(Stored items)

------------

PR #524, opened 2016-01-23
Fix Depth Clear / few shader fixes

DrChat:
* Depth clear wasn't working cause we weren't getting the depth target if it wasn't the source.
* Shaders:
 * Fix 2_10_10_10 fetch being completely wrong (now only partially wrong)
 * Runtime check for vertex fetch index
 * Fix trying to make a vec1


benvanik:
I need to get a bot running on pcmaker's traces - any time the depth buffer stuff has changed things have both broken and gotten better - I'm hoping this fixes them all :P

PR #532, opened 2016-02-08
Decouple MicroProfilerFlip from Profiler::Present

DrChat:
* Makes moving the mouse around on-screen not start a new profiler frame


DrChat:
Appveyor build failed because of a timeout, not because of any compiler errors.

------------

▶ _Exercise_
Within the records, filter for lines that contain the word "fixes" and show each one.

▶ _Written reply_
Fix Depth Clear / few shader fixes
I need to get a bot running on pcmaker's traces - any time the depth buffer stuff has changed things have both broken and gotten better - I'm hoping this fixes them all :P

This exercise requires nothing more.